真空ポンプの稼働による床揺れが気になる!工場の作業環境を改善
工場2階に設置されている生産設備機械の稼働振動によって床が大きく揺れ、作業環境の悪化が問題になっていました。また、機械増設の予定があり、さらなる問題悪化も懸念されていました。そこで、制振装置TMDを設置して、振動を低減し快適な作業環境に改善しました。
課題
工場に設置されるような生産設備機械は加振力が大きく、振動問題が起きることが多くあります。一般的に1階や基礎スラブは剛性が高く、振動に対する変位量も小さいためあまり問題になりませんが、上層階では設置場所の剛性や質量が低いため大きな振動が起きやすいです。
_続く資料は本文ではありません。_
Issue #138, opened 2019-08-15
Variable prediction output when learning parameter is set in keras classifiers


robo-sq:
Variable predictions when learning parameter is set in keras classifiers, k.set_learning_phase(1).
Only affects notebooks: mnist_poisoning_demo and randomized_smoothing_mnist and examples: cifar_adversarial_training.py, mnist_cnn_features_level_fgsm.py, mnist_cnn_fgsm.py, mnist_poison_detection.py.

PR #139, opened 2019-08-15
removing set learning parameter in noteooks and examples using keras classifiers

robo-sq:
fixing issue #138 

removing set learning paramter from notebooks and example files.


beat-buesser:
@robo-sq Thank you very much for noticing and fixing it!

Issue #157, opened 2019-09-09
Investigate vector support issue with VAT


minhitbk:
**Describe the bug**
The test_iris_pt and the test_iris_tf get the same error in the unittest of VAT so
they was commented out temporarily. The problem is that the attack generates  "nan" in both cases so that could be a problem with the attack / or it simply doen't support vector.

minhitbk:
This issue is related to issue #120 as well.

PR #159, opened 2019-09-09
Fix invalid computations in VAT

### LINKED ISSUE #120: Invalid values in KL divergence computation of VAT
**Describe the bug**
This issue was discovered during the development for #75. Because the model predictions / logits can be negative, the computation of the KL divergence in virtual adversarial method can yield invalid values (`nan` and `inf`), preventing the method from producing meaningful results.

 - OS: Ubuntu
 - Python version: 3.6
 - ART version or commit number: 3d618e3

ririnicolae:
# Description

Fix issue with numerical computation in VAT. As described in the original issue (#120), one of the root causes was related to invalid values encountered in the computation of KL divergence. This was coming from negative values predicted in classifiers. Moreover, an additional root cause was present in the computation of L_2 data normalization in VAT. This PR fixes both issues. As a consequence, VAT can be used on both images and feature vectors without restrictions and warnings.

Fixes #120, #157

## Type of change

- [X] Bug fix (non-breaking)

# Testing

- [X] Existing unit tests
- [X] Uncommented unit tests that were previously failing

**Test Configuration**:
- OS: Ubuntu
- Python version: 3.6

# Checklist


minhitbk:
I am a bit confused on the _rescale function. I had a quick look at the paper and the original code of VAT of the authors, I dont see that rescale concept (or maybe I missed it). I think VAT is designed to work with probability output, so users need to guarantee that their model should produce probability. In this case, we don't need to rescale or change the current implementation of VAT (except for the small bug in the normalize function). Instead, we only need to raise error to users if they input a non-probability output model, and fix bugs in the unittests.

In case the concept of rescale is available somewhere in VAT but I missed, then the code looks well to me and ready to merge.

ririnicolae:
@minhitbk You are right, the `_rescale` function is not part of the original VAT paper. As you mentioned, the method was conceived to only be applied on top of softmax. However, ART now handles many more types of models than DNNs with softmax. Introducing the `_rescale` function is an extension that allows to generalize to these models. I thought this would be a good idea, considering we have adapted other methods in the past for better performance or extended use cases.

Issue #192, opened 2019-10-31
What changed with DeepFool in 1.0.0?


marcoancona:
**Describe the bug**
I have a simple Keras CNN with Softmax activation, trained on MNIST.
These was the result with ART 0.10.0:
![image](https://user-images.githubusercontent.com/2278117/67958518-9530ad80-fbf7-11e9-8474-ed12dcfdfa33.png)

And this with 1.0.1
![image](https://user-images.githubusercontent.com/2278117/67958209-18053880-fbf7-11e9-91bf-68c117f4113d.png)

As you can see, without any other change, on 1.0 the adversarial accuracy is nearly 0 but only because the input images are totally destroyed (not classifiable by a human). The result with ART 0.10 seems much more reasonable. 

What has changed? If I go through the changelog, I see that it might be related to the following point:

> Generalize the classifiers of TensorFlow, Keras, PyTorch, and MXNet by removing assumptions on their output (logits or probabilities). The Boolean parameter logits has been removed from Classifier API in methods predict and class_gradient. The predictions and gradients are now computed at the output of the model without any modifications. (#50, #75, #106, #115 

This also confused me because `use_logits` is still available on KerasClassifier so I thought the behavior would have been the same.

**System information (please complete the following information):**
 - Ubuntu 16.04
 - Python version: 3.6
 - ART version or commit number: 0.10.0 vs 1.0.1
 - TensorFlow 1.11 / Keras 2.2.4

beat-buesser:
Hi @marcoancona Thank you very much for using ART and raising this issue. We will look at it as soon as possible. In the meantime, would you have a script available to share with us that reproduces the described behaviour?

marcoancona:
I will try to build a minimal example.
One suspicious line is https://github.com/IBM/adversarial-robustness-toolbox/blob/9c6ebc6567bb1533e3048973b02fd146cc1a73cc/art/classifiers/keras.py#L162
Seems like `use_logits` is ignored with `categorical_crossentropy`. Why?

beat-buesser:
Hi @marcoancona 

Ok, is it correct that for logits as output the behaviour in both versions is as expected?

The example in this Stack Overflow post shows how to train a Keras model that predicts logits: https://stackoverflow.com/questions/47036409/keras-how-to-get-unnormalized-logits-instead-of-probabilities

Many attacks are much stronger on logits than on probabilities.

[...]

PR #212, opened 2019-11-12
Improve loss function handling in KerasClassifier

beat-buesser:
# Description

This pull request improves the handling of loss functions in `KerasClassifier` and enables the use of loss function generators which facilitates using models that predict logits. It updates the unittests for keras and tf.keras and tests each supported loss function type and implementation with probabilities and logits, where possible, and checks for identical results in `predict`, `loss_gradient` and `class_gradient`.

Fixes issues discovered as part of the discussion in #192

## Type of change

- [ ] Bug fix (non-breaking)

# Checklist


art/utils_test.py
```diff
@@ -210,38 +211,109 @@ def get_classifier_kr(loss_name='categorical_crossentropy'):
...
+                    return keras.backend.sparse_categorical_crossentropy(y_true, y_pred, from_logits=True)
+
+                loss = sparse_categorical_crossentropy
+            else:
+                loss = keras.backend.sparse_categorical_crossentropy
     elif loss_name == 'kullback_leibler_divergence':
-        loss = keras.losses.kullback_leibler_divergence
-    elif loss_name == 'cosine_proximity':
-        loss = keras.losses.cosine_proximity
+        if loss_type == 'label':
```
ririnicolae: Some of the if-elses around `loss_type` can probably be avoided by introducing a `dict` that maps the loss type to the action, then doing something like `loss = dict_loss_type[loss_type]`. The dict value could even be a function that does some of the checks required. This goes for all constructs of this type in the test models.

tests/classifiers/test_keras.py
```diff
@@ -397,12 +397,171 @@ def test_repr(self):
...
+                        loss_type.format(loss_name, loss_type))
+
+            _run_tests(loss_name, loss_type, y_test_pred_expected, class_gradient_probabilities_expected,
+                       loss_gradient_expected, _from_logits=False)
+
+        # # ================= #
+        # # cosine_similarity #
+        # # ================= #
+        #
+        # loss_name = 'cosine_similarity'
```
ririnicolae: Should this test stay commented?

tests/defences/test_spatial_smoothing.py
```diff
@@ -39,6 +39,7 @@ def test_ones(self):
 
         # Start to test
         for window_size in range(1, 20):
+            print('Window size: {}'.format(window_size))
```
ririnicolae: Why output the same info in logger and print?

tests/classifiers/test_keras.py
```diff
@@ -397,12 +397,171 @@ def test_repr(self):
...
-            classifier.loss_gradient(x=self.x_test, y=self.y_test)
+
+        # prediction and class_gradient should be independent of logits/probabilities and of loss function
+
+        y_test_pred_expected = np.asarray([7, 1, 1, 4, 4, 1, 4, 4, 4, 4, 4, 4, 4, 4, 1, 4, 4, 7, 8, 4, 4, 4, 4, 3, 4, 4,
+                                           7, 4, 4, 4, 7, 4, 3, 4, 7, 0, 7, 7, 1, 1, 7, 7, 4, 0, 1, 4, 4, 4, 4, 4, 4, 7,
+                                           4, 4, 4, 4, 4, 1, 4, 4, 7, 4, 4, 4, 4, 4, 4, 4, 3, 0, 7, 4, 0, 1, 7, 4, 4, 7,
+                                           4, 4, 4, 4, 4, 7, 4, 4, 4, 4, 4, 1, 4, 4, 4, 4, 4, 4, 4, 4, 4, 4])
+
+        class_gradient_probabilities_expected = np.asarray([0.0000000e+00, 0.0000000e+00, 0.0000000e+00, 2.3582461e-03,
```
ririnicolae: The recent tendency has been to assert exact values in ART tests, but these are generally not very stable in the long run and require a lot of maintenance. Depending on the machine architecture and versions of packages, these numbers are not necessarily reproducible. E.g., in my case, versions of ART that pass on Travis fail locally. Should we think about another way of testing effectively?

tests/defences/test_spatial_smoothing.py
beat-buesser: I agree, the print statement needs to be removed again, it got forgotten. I had added it for debugging because this test sometimes fails and the test logging for this test is not showing up in the Travis logs.

beat-buesser: Fixed in 614a65395b392fe959e50c267e6cc6517e4d22f5

tests/classifiers/test_keras.py
beat-buesser: I agree that recent versions of ART had too much variability in some of these new unittests, but I think we have removed or improved most of these unstable tests on `dev_1.1.0`. The unstable testes were mostly for classes containing algorithms with a lot of randomness and initially we thought that random seeds would fix it. I like this kind of tests in cases where the results are reproducible, because they run fast and capture changing behaviour quite well. But I'm also open to other types of testing too.

tests/classifiers/test_keras.py
beat-buesser: I will remove this loss function for now because its name changes between Keras/TF versions.

art/utils_test.py
beat-buesser: I agree and have tried to create a solution based on a dictionary but I feels like it becomes a quite complicated dictionary. I tried to improve the two functions by extending the docstrings and adding exception messages.

beat-buesser:
Hi @ririnicolae Thank you for your great review! Ok, I'll wait with merging until tomorrow.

某工場では、鉄骨造の2階に真空ポンプが設置されており、稼働時に床が大きく揺れて作業環境を悪化させていました。また、新たにポンプを増設する予定があり、さらなる振動問題が懸念されました(図1)。
図1.工場平面レイアウトイメージ
設計段階の構造解析においても6.9Hzに固有値をもつという結果が出ており、現地で測定をしたところ、おおよそ近い固有振動数であることが確認できました。一方、設置されているポンプの稼働条件は、約5tのポンプが410rpm (6.83Hz)、約7.5tのポンプが400rpm (6.67Hz)であることから、2種のポンプの稼働振動と床の固有振動数が近く、共振している状態であることがわかりました。
図2.構造解析結果
対策
対策として、床下にTMD(質量1200kg)を3台設置して振動低減を図りました。
図3.TMD設置状況
図4.TMD設置箇所
表1.TMD基本仕様
結果
設置後にV1、V2のポイントで床振動加速度を測定しました。ISO2631/2の評価曲線に照らし合わせて評価を行ったところ、環境係数4程度まで低減され、作業環境を大きく改善できました(図5)。
また、ポンプ増設後の効果をシミュレーションしたところ、TMDの制振対策によって、作業所の目安となる環境係数8程度となることを確認しました(図6)。